TRY IT: All of the records are to be reproduced exactly.

Saved data entries:

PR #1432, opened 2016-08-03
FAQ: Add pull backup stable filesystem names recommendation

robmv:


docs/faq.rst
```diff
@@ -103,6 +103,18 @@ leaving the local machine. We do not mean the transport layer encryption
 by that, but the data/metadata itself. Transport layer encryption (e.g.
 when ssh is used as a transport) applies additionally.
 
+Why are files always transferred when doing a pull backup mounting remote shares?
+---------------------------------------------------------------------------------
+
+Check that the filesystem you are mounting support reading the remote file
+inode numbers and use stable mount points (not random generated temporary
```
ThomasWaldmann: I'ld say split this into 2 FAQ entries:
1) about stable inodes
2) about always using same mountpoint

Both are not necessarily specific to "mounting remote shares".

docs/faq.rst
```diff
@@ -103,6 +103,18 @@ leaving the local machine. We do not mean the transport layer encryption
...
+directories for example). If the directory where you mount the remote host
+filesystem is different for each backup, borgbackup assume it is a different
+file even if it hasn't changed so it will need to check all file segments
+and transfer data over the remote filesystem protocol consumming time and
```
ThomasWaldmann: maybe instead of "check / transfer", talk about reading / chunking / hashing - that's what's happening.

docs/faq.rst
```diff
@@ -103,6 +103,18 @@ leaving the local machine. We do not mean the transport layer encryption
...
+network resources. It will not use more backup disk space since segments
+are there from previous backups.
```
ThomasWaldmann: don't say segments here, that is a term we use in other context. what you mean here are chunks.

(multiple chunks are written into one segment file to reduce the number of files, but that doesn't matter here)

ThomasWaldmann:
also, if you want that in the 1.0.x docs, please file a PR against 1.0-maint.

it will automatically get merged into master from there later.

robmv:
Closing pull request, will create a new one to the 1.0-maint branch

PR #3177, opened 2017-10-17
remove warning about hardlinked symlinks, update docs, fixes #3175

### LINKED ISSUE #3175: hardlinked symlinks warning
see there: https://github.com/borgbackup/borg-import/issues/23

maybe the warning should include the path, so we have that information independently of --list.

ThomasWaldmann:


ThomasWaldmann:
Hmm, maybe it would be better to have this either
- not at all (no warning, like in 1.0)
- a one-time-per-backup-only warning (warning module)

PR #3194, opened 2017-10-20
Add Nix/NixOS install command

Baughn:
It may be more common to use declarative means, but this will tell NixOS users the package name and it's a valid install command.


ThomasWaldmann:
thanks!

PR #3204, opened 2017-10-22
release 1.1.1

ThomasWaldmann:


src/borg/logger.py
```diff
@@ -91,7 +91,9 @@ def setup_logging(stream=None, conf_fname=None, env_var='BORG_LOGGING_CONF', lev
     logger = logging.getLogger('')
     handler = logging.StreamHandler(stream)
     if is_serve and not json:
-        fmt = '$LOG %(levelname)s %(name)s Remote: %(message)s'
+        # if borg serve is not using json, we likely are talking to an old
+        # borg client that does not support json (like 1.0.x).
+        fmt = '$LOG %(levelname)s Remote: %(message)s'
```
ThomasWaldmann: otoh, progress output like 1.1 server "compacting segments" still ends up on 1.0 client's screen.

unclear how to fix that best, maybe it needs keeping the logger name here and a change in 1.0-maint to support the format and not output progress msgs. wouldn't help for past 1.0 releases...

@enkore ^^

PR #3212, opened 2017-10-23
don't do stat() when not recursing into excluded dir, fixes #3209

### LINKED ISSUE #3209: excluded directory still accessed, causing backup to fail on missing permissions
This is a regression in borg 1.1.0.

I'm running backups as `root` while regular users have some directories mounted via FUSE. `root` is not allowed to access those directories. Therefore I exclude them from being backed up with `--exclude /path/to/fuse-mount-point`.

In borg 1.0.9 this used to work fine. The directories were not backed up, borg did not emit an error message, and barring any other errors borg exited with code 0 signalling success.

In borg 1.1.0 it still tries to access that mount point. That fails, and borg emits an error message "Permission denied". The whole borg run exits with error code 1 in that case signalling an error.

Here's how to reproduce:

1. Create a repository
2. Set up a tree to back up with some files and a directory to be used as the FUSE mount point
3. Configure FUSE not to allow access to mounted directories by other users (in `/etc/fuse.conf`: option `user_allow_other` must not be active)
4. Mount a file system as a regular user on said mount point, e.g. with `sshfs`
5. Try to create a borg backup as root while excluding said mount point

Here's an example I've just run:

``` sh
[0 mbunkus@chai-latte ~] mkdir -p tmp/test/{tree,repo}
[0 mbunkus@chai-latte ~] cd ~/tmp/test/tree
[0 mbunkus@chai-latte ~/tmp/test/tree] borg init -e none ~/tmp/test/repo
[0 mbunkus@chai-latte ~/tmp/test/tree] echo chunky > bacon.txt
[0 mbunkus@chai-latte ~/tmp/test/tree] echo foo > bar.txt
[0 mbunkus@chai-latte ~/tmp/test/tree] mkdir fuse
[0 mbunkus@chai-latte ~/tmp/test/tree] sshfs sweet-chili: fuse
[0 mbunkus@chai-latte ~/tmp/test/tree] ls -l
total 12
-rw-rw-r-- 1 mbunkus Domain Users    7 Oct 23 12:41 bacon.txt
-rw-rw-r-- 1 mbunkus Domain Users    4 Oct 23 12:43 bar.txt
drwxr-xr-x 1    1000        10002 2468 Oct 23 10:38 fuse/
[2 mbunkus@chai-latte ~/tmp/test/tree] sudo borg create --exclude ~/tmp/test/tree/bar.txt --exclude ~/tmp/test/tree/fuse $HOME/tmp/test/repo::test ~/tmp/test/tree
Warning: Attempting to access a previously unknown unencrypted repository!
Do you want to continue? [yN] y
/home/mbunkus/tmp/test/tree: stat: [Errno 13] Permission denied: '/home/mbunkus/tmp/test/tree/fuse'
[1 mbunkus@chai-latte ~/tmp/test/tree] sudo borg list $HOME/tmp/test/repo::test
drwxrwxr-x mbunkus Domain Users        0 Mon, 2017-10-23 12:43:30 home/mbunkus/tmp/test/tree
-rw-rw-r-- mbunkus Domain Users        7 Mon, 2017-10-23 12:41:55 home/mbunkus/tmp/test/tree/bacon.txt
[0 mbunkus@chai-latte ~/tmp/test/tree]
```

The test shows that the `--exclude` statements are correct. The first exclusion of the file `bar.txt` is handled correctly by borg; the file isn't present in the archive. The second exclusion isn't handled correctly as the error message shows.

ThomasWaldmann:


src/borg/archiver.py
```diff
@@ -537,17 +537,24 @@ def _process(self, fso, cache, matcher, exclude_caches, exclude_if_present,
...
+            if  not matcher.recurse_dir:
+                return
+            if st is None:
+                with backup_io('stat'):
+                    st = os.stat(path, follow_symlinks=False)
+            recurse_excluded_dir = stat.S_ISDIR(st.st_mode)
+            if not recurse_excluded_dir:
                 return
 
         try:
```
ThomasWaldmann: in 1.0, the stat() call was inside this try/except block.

OUTPUT FOR THIS TASK:
PR #1432, opened 2016-08-03
FAQ: Add pull backup stable filesystem names recommendation

robmv:


docs/faq.rst
```diff
@@ -103,6 +103,18 @@ leaving the local machine. We do not mean the transport layer encryption
 by that, but the data/metadata itself. Transport layer encryption (e.g.
 when ssh is used as a transport) applies additionally.
 
+Why are files always transferred when doing a pull backup mounting remote shares?
+---------------------------------------------------------------------------------
+
+Check that the filesystem you are mounting support reading the remote file
+inode numbers and use stable mount points (not random generated temporary
```
ThomasWaldmann: I'ld say split this into 2 FAQ entries:
1) about stable inodes
2) about always using same mountpoint

Both are not necessarily specific to "mounting remote shares".

docs/faq.rst
```diff
@@ -103,6 +103,18 @@ leaving the local machine. We do not mean the transport layer encryption
...
+directories for example). If the directory where you mount the remote host
+filesystem is different for each backup, borgbackup assume it is a different
+file even if it hasn't changed so it will need to check all file segments
+and transfer data over the remote filesystem protocol consumming time and
```
ThomasWaldmann: maybe instead of "check / transfer", talk about reading / chunking / hashing - that's what's happening.

docs/faq.rst
```diff
@@ -103,6 +103,18 @@ leaving the local machine. We do not mean the transport layer encryption
...
+network resources. It will not use more backup disk space since segments
+are there from previous backups.
```
ThomasWaldmann: don't say segments here, that is a term we use in other context. what you mean here are chunks.

(multiple chunks are written into one segment file to reduce the number of files, but that doesn't matter here)

ThomasWaldmann:
also, if you want that in the 1.0.x docs, please file a PR against 1.0-maint.

it will automatically get merged into master from there later.

robmv:
Closing pull request, will create a new one to the 1.0-maint branch

PR #3177, opened 2017-10-17
remove warning about hardlinked symlinks, update docs, fixes #3175

### LINKED ISSUE #3175: hardlinked symlinks warning
see there: https://github.com/borgbackup/borg-import/issues/23

maybe the warning should include the path, so we have that information independently of --list.

ThomasWaldmann:


ThomasWaldmann:
Hmm, maybe it would be better to have this either
- not at all (no warning, like in 1.0)
- a one-time-per-backup-only warning (warning module)

PR #3194, opened 2017-10-20
Add Nix/NixOS install command

Baughn:
It may be more common to use declarative means, but this will tell NixOS users the package name and it's a valid install command.


ThomasWaldmann:
thanks!

PR #3204, opened 2017-10-22
release 1.1.1

ThomasWaldmann:


src/borg/logger.py
```diff
@@ -91,7 +91,9 @@ def setup_logging(stream=None, conf_fname=None, env_var='BORG_LOGGING_CONF', lev
     logger = logging.getLogger('')
     handler = logging.StreamHandler(stream)
     if is_serve and not json:
-        fmt = '$LOG %(levelname)s %(name)s Remote: %(message)s'
+        # if borg serve is not using json, we likely are talking to an old
+        # borg client that does not support json (like 1.0.x).
+        fmt = '$LOG %(levelname)s Remote: %(message)s'
```
ThomasWaldmann: otoh, progress output like 1.1 server "compacting segments" still ends up on 1.0 client's screen.

unclear how to fix that best, maybe it needs keeping the logger name here and a change in 1.0-maint to support the format and not output progress msgs. wouldn't help for past 1.0 releases...

@enkore ^^

PR #3212, opened 2017-10-23
don't do stat() when not recursing into excluded dir, fixes #3209

### LINKED ISSUE #3209: excluded directory still accessed, causing backup to fail on missing permissions
This is a regression in borg 1.1.0.

I'm running backups as `root` while regular users have some directories mounted via FUSE. `root` is not allowed to access those directories. Therefore I exclude them from being backed up with `--exclude /path/to/fuse-mount-point`.

In borg 1.0.9 this used to work fine. The directories were not backed up, borg did not emit an error message, and barring any other errors borg exited with code 0 signalling success.

In borg 1.1.0 it still tries to access that mount point. That fails, and borg emits an error message "Permission denied". The whole borg run exits with error code 1 in that case signalling an error.

Here's how to reproduce:

1. Create a repository
2. Set up a tree to back up with some files and a directory to be used as the FUSE mount point
3. Configure FUSE not to allow access to mounted directories by other users (in `/etc/fuse.conf`: option `user_allow_other` must not be active)
4. Mount a file system as a regular user on said mount point, e.g. with `sshfs`
5. Try to create a borg backup as root while excluding said mount point

Here's an example I've just run:

``` sh
[0 mbunkus@chai-latte ~] mkdir -p tmp/test/{tree,repo}
[0 mbunkus@chai-latte ~] cd ~/tmp/test/tree
[0 mbunkus@chai-latte ~/tmp/test/tree] borg init -e none ~/tmp/test/repo
[0 mbunkus@chai-latte ~/tmp/test/tree] echo chunky > bacon.txt
[0 mbunkus@chai-latte ~/tmp/test/tree] echo foo > bar.txt
[0 mbunkus@chai-latte ~/tmp/test/tree] mkdir fuse
[0 mbunkus@chai-latte ~/tmp/test/tree] sshfs sweet-chili: fuse
[0 mbunkus@chai-latte ~/tmp/test/tree] ls -l
total 12
-rw-rw-r-- 1 mbunkus Domain Users    7 Oct 23 12:41 bacon.txt
-rw-rw-r-- 1 mbunkus Domain Users    4 Oct 23 12:43 bar.txt
drwxr-xr-x 1    1000        10002 2468 Oct 23 10:38 fuse/
[2 mbunkus@chai-latte ~/tmp/test/tree] sudo borg create --exclude ~/tmp/test/tree/bar.txt --exclude ~/tmp/test/tree/fuse $HOME/tmp/test/repo::test ~/tmp/test/tree
Warning: Attempting to access a previously unknown unencrypted repository!
Do you want to continue? [yN] y
/home/mbunkus/tmp/test/tree: stat: [Errno 13] Permission denied: '/home/mbunkus/tmp/test/tree/fuse'
[1 mbunkus@chai-latte ~/tmp/test/tree] sudo borg list $HOME/tmp/test/repo::test
drwxrwxr-x mbunkus Domain Users        0 Mon, 2017-10-23 12:43:30 home/mbunkus/tmp/test/tree
-rw-rw-r-- mbunkus Domain Users        7 Mon, 2017-10-23 12:41:55 home/mbunkus/tmp/test/tree/bacon.txt
[0 mbunkus@chai-latte ~/tmp/test/tree]
```

The test shows that the `--exclude` statements are correct. The first exclusion of the file `bar.txt` is handled correctly by borg; the file isn't present in the archive. The second exclusion isn't handled correctly as the error message shows.

ThomasWaldmann:


src/borg/archiver.py
```diff
@@ -537,17 +537,24 @@ def _process(self, fso, cache, matcher, exclude_caches, exclude_if_present,
...
+            if  not matcher.recurse_dir:
+                return
+            if st is None:
+                with backup_io('stat'):
+                    st = os.stat(path, follow_symlinks=False)
+            recurse_excluded_dir = stat.S_ISDIR(st.st_mode)
+            if not recurse_excluded_dir:
                 return
 
         try:
```
ThomasWaldmann: in 1.0, the stat() call was inside this try/except block.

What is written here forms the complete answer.